According to a tenth aspect of the present invention, in the seventh or eighth aspect, there is provided a semiconductor storage device, which further comprises two bank selection transistors connected with the bit-line contact, wherein respective gate electrode of the two bank selection transistors are connected with respective separate bank row selection line.
According to an eleventh aspect of the present invention, in any of the seventh to the tenth aspect, there is provided a semiconductor storage device, which further comprises a first, a second, a third, a fourth, a fifth, a sixth, a seventh, an eighth, a ninth, and a tenth sub bit-lines in parallel to the primary bit lines; and a plurality of stages of the memory cell transistor provided in between each of the first, the second, the third, the fourth, the fifth, sub bit-line and each of the sixth, the seventh, the eighth, the ninth, the tenth, sub bit-line, wherein the first, the third, the fifth, the sixth, the eighth, and the tenth of the sub bit-lines are connected with respective separate the bank selection transistors.
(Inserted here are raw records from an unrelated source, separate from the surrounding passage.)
PR #1521, opened 2026-08-06
hel, thor: Remove helEnableFullIo()

avdgrinten:
Instead of relying on `helEnableFullIo()`, drivers should use `helAccessIo()` + `helEnableIo()`. In fact, `helEnableFullIo()` has no callers anymore.


Dennisbonke (approved):
LGTM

According to a twelfth aspect of the present invention, in any of the seventh to eleventh aspect, there is provided a semiconductor storage device, wherein there is provided a plurality of stages of the memory cell transistor in between the first, the second, the third, the fourth, the fifth of the sub bit-lines and the sixth, the seventh, the eighth, the ninth, the tenth of sub bit-lines.
The above and further objects and novel features of the invention will be more fully understood from the following detailed description when the same is read in connection with the accompanying drawings. It should be expressly understood, however, that the drawings are for purpose of illustration only and are not intended as a definition of the limits of the invention.